> _Aim of the task_:
Write out the whole listing exactly as it is written below.

** Opening Extracted records block **

PR #2460, opened 2022-10-21
Rework differentiation of member access through `[DerivativeMember(DiffType.field)]`

csyonghe:
This change removes the need to write `_getDifferentialFor_x` methods to support auto-diff member access operations (field-extract, field-address).

Instead, we add a `[DerivativeMember(DifferentialType.memberName)]` attribute that users can put on member definitions to inform the compiler what the corresponding member in `DifferentialType` is for the original member.

To allow introducing additional attributes on original types in an extension, this change also implements `extern` variables in extensions. If a variable is defined in an extension and it is marked `extern`, that will not introduce new member to the type being extended, instead it is used for extending the original definition with new attributes. This way we can specify how original members correspond to the differential fields.

With this change, the `generic-jvp` test is now refactored so an extension can be defined as follows:
```
extension myfloat4 : IDifferentiable
{
    typedef myfloat4 Differential;

    [DerivativeMember(Differential.val)]
    extern vector<Real, 4> val;

    static Differential zero()
    {
        return myfloat4(0);
    }

    static __differentiate_jvp Differential dadd(Differential a, Differential b)
    {
        return a + b;
    }

    static __differentiate_jvp Differential dmul(Differential a, Differential b)
    {
        return a * b;
    }
};
```


source/slang/slang-ir-diff-jvp.cpp
```diff
@@ -144,6 +144,14 @@ struct DifferentiableTypeConformanceContext
     // 
     IRInst* getDifferentialForType(IRBuilder* builder, IRType* origType)
     {
+        switch (origType->getOp())
```
saipraveenb25, line 147: Should this switch-case be here explicitly? I think the extensions defined in diff.meta.slang can handle these types?

saipraveenb25 (approved):

source/slang/slang-ir-diff-jvp.cpp
csyonghe: Yeah, I added this thinking that it might be good to have a fast path for builtin types, but this is not necessary.

PR #2464, opened 2022-10-25
Mesh shader support

expipiplus1:
~~There are a heap of `TODO: Ellie` in the code where I consider things in
need of touching up.~~

~~Also need to touch up the commit history~~

A miscellaneous list of other TODOs:

- [x] test swizzled store
- [x] HLSL design is misleading, why are vertices passed as a parameter instead of being some global buffer, we should consider allowing meshoutput params to be global
- [ ] Multiple "Vertices" parameters
- [x] Test (or at least think about) generic functions dealing with Vertices, specifically how the
- specialization interacts with the SOA transformation if we cant' specialize early.
- [x] enforce that mesh outputs are always `out`
- [x] test nested structs
- [x] test using the vertex struct elsewhere in a non-output fashion, it
- shouldn't be SOAd
- [ ] tests structs with fixed array members
- [x] test passing the same parameter in differently named

    ```
    foo(out Vertices xs, out Vertices ys){
        xs[0] = 1;
        ys[0] = 2;
    }
    ... foo(vs, vs);
    ```

- [x] test passing indices and vertices in

    ```
    foo(out Vertices xs, out Indices ys){
        xs[0] = 1;
        ys[0] = 2;
    }
    ```

- [x] test diagnostic is thrown for failure/nonconformance conditions 

- [ ] should `Main` want to take more than one `Vertices`?

- [ ] test

    ```
    struct V {
        float4 wib[3] : Foo;
    };
    ...
        vs[2].wib[0] = float4(0);
    ```

- [x] What should the behaviour be for this, copy in/out, pass by ref
  (unspecified)

    ```
    foo(out V v){
        v.member1 = 0;
    }
    main(out Vertices<V> vs){
        v.member2 = 0;
        foo(vs[0]);
    }
    ```


tests/pipeline/rasterization/mesh/component-write.slang
```diff
@@ -0,0 +1,49 @@
+// component-write.slang
+
+// This tests that writing to individual components of the output struct works
+
+//TEST:CROSS_COMPILE:-target spirv -profile glsl_450+spirv_1_4 -entry main -stage mesh
```
csyonghe, line 5: We generally prefer render/compute tests that is runnable.
Admittedly we don't have mesh support in gfx so that is not possible yet.

The problem with cross compile tests is that they are very brittle to changes in IR optimization passes or downstream compiler updates.
If we are going to utilize more cross compile tests, we really need to start integrating llvm file-check and start writing more robust regex rules to check the resulting code.

expipiplus1: Yeah, it wasn't possible trivially

https://github.com/shader-slang/slang/issues/2520

PR #2465, opened 2022-10-25
Adding a differentiable standard library

saipraveenb25:


source/slang/slang-ir-specialize.cpp
```diff
@@ -373,7 +373,76 @@ struct SpecializationContext
         // represents a definition rather than a declaration.
         //
         if(!canSpecializeGeneric(genericVal))
+        {
```
csyonghe, line 376: This will cause the specialization pass to specialize all custom derivative functions even when not using auto-diff.

Instead of preemptively specialize the custom func here, we should consider run specialize pass and auto-diff pass in a loop until no more changes are possible.

source/slang/diff.meta.slang
```diff
@@ -151,3 +151,62 @@ struct __DifferentialPair
         return p();
     }
 };
+
+typealias IDFloat = IFloat & IDifferentiable;
+
+namespace dstd
```
csyonghe, line 157: We should make a decision to either define these on the original stdlib functions or duplicate them in dstd namespace.

source/slang/slang-check-modifier.cpp
```diff
@@ -628,13 +628,102 @@ namespace Slang
...
 
-            customJVPAttr->funcDeclRef = funcExpr;
+            auto diffDeclRef = as<DeclRefExpr>(diffExpr)->declRef;
+
+            UCount genericLevels = 0;
+            // If we've grabbed the outer generic for some reason,
+            // recursively construct GenericAppExpr<...>(generic)
+            // and check that to get a specialized func.
+            // 
+            while (diffDeclRef.as<GenericDecl>().getDecl() != nullptr)
```
csyonghe, line 657: I think this is not necessary. The `diffDeclRef` already contains subsitution info for the generic args. Just create a `DeclRefExpr` with `diffDeclRef` and use it  I guess the missing part is that we can't easily fill in the `type` field for the declref expr without invoking `CheckTerm`, so perhaps consider making `customJVPAttr->funcDeclRef` just a declref?

csyonghe (approved):

source/slang/diff.meta.slang
saipraveenb25: One reason why I couldn't place the decorations on the original declarations in hlsl.meta.slang is that those are defined with __BuiltinArithmeticType. This is fine for the intrinsic op since it gets handled internally, but the differential function has a body and cannot do much with __BuiltinArithmeticType.

I think once those functions are moved to IFloat, we could think about declaring IFloat as extending IDifferentiable, and move the modifiers on to the original declarations.

source/slang/slang-check-modifier.cpp
saipraveenb25: Yes, I realized about 80% through the implementation that I could use `__custom_jvp(diff_fn<T>)` instead of using this logic, but I decided to commit it anyway since we can also use just `__custom_jvp(diff_fn)` and have the substitutions made automatically.

We can remove it though, it might make things break later on.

** Closing Extracted records block **

> _Response to the task_:
PR #2460, opened 2022-10-21
Rework differentiation of member access through `[DerivativeMember(DiffType.field)]`

csyonghe:
This change removes the need to write `_getDifferentialFor_x` methods to support auto-diff member access operations (field-extract, field-address).

Instead, we add a `[DerivativeMember(DifferentialType.memberName)]` attribute that users can put on member definitions to inform the compiler what the corresponding member in `DifferentialType` is for the original member.

To allow introducing additional attributes on original types in an extension, this change also implements `extern` variables in extensions. If a variable is defined in an extension and it is marked `extern`, that will not introduce new member to the type being extended, instead it is used for extending the original definition with new attributes. This way we can specify how original members correspond to the differential fields.

With this change, the `generic-jvp` test is now refactored so an extension can be defined as follows:
```
extension myfloat4 : IDifferentiable
{
    typedef myfloat4 Differential;

    [DerivativeMember(Differential.val)]
    extern vector<Real, 4> val;

    static Differential zero()
    {
        return myfloat4(0);
    }

    static __differentiate_jvp Differential dadd(Differential a, Differential b)
    {
        return a + b;
    }

    static __differentiate_jvp Differential dmul(Differential a, Differential b)
    {
        return a * b;
    }
};
```


source/slang/slang-ir-diff-jvp.cpp
```diff
@@ -144,6 +144,14 @@ struct DifferentiableTypeConformanceContext
     // 
     IRInst* getDifferentialForType(IRBuilder* builder, IRType* origType)
     {
+        switch (origType->getOp())
```
saipraveenb25, line 147: Should this switch-case be here explicitly? I think the extensions defined in diff.meta.slang can handle these types?

saipraveenb25 (approved):

source/slang/slang-ir-diff-jvp.cpp
csyonghe: Yeah, I added this thinking that it might be good to have a fast path for builtin types, but this is not necessary.

PR #2464, opened 2022-10-25
Mesh shader support

expipiplus1:
~~There are a heap of `TODO: Ellie` in the code where I consider things in
need of touching up.~~

~~Also need to touch up the commit history~~

A miscellaneous list of other TODOs:

- [x] test swizzled store
- [x] HLSL design is misleading, why are vertices passed as a parameter instead of being some global buffer, we should consider allowing meshoutput params to be global
- [ ] Multiple "Vertices" parameters
- [x] Test (or at least think about) generic functions dealing with Vertices, specifically how the
- specialization interacts with the SOA transformation if we cant' specialize early.
- [x] enforce that mesh outputs are always `out`
- [x] test nested structs
- [x] test using the vertex struct elsewhere in a non-output fashion, it
- shouldn't be SOAd
- [ ] tests structs with fixed array members
- [x] test passing the same parameter in differently named

    ```
    foo(out Vertices xs, out Vertices ys){
        xs[0] = 1;
        ys[0] = 2;
    }
    ... foo(vs, vs);
    ```

- [x] test passing indices and vertices in

    ```
    foo(out Vertices xs, out Indices ys){
        xs[0] = 1;
        ys[0] = 2;
    }
    ```

- [x] test diagnostic is thrown for failure/nonconformance conditions 

- [ ] should `Main` want to take more than one `Vertices`?

- [ ] test

    ```
    struct V {
        float4 wib[3] : Foo;
    };
    ...
        vs[2].wib[0] = float4(0);
    ```

- [x] What should the behaviour be for this, copy in/out, pass by ref
  (unspecified)

    ```
    foo(out V v){
        v.member1 = 0;
    }
    main(out Vertices<V> vs){
        v.member2 = 0;
        foo(vs[0]);
    }
    ```


tests/pipeline/rasterization/mesh/component-write.slang
```diff
@@ -0,0 +1,49 @@
+// component-write.slang
+
+// This tests that writing to individual components of the output struct works
+
+//TEST:CROSS_COMPILE:-target spirv -profile glsl_450+spirv_1_4 -entry main -stage mesh
```
csyonghe, line 5: We generally prefer render/compute tests that is runnable.
Admittedly we don't have mesh support in gfx so that is not possible yet.

The problem with cross compile tests is that they are very brittle to changes in IR optimization passes or downstream compiler updates.
If we are going to utilize more cross compile tests, we really need to start integrating llvm file-check and start writing more robust regex rules to check the resulting code.

expipiplus1: Yeah, it wasn't possible trivially

https://github.com/shader-slang/slang/issues/2520

PR #2465, opened 2022-10-25
Adding a differentiable standard library

saipraveenb25:


source/slang/slang-ir-specialize.cpp
```diff
@@ -373,7 +373,76 @@ struct SpecializationContext
         // represents a definition rather than a declaration.
         //
         if(!canSpecializeGeneric(genericVal))
+        {
```
csyonghe, line 376: This will cause the specialization pass to specialize all custom derivative functions even when not using auto-diff.

Instead of preemptively specialize the custom func here, we should consider run specialize pass and auto-diff pass in a loop until no more changes are possible.

source/slang/diff.meta.slang
```diff
@@ -151,3 +151,62 @@ struct __DifferentialPair
         return p();
     }
 };
+
+typealias IDFloat = IFloat & IDifferentiable;
+
+namespace dstd
```
csyonghe, line 157: We should make a decision to either define these on the original stdlib functions or duplicate them in dstd namespace.

source/slang/slang-check-modifier.cpp
```diff
@@ -628,13 +628,102 @@ namespace Slang
...
 
-            customJVPAttr->funcDeclRef = funcExpr;
+            auto diffDeclRef = as<DeclRefExpr>(diffExpr)->declRef;
+
+            UCount genericLevels = 0;
+            // If we've grabbed the outer generic for some reason,
+            // recursively construct GenericAppExpr<...>(generic)
+            // and check that to get a specialized func.
+            // 
+            while (diffDeclRef.as<GenericDecl>().getDecl() != nullptr)
```
csyonghe, line 657: I think this is not necessary. The `diffDeclRef` already contains subsitution info for the generic args. Just create a `DeclRefExpr` with `diffDeclRef` and use it  I guess the missing part is that we can't easily fill in the `type` field for the declref expr without invoking `CheckTerm`, so perhaps consider making `customJVPAttr->funcDeclRef` just a declref?

csyonghe (approved):

source/slang/diff.meta.slang
saipraveenb25: One reason why I couldn't place the decorations on the original declarations in hlsl.meta.slang is that those are defined with __BuiltinArithmeticType. This is fine for the intrinsic op since it gets handled internally, but the differential function has a body and cannot do much with __BuiltinArithmeticType.

I think once those functions are moved to IFloat, we could think about declaring IFloat as extending IDifferentiable, and move the modifiers on to the original declarations.

source/slang/slang-check-modifier.cpp
saipraveenb25: Yes, I realized about 80% through the implementation that I could use `__custom_jvp(diff_fn<T>)` instead of using this logic, but I decided to commit it anyway since we can also use just `__custom_jvp(diff_fn)` and have the substitutions made automatically.

We can remove it though, it might make things break later on.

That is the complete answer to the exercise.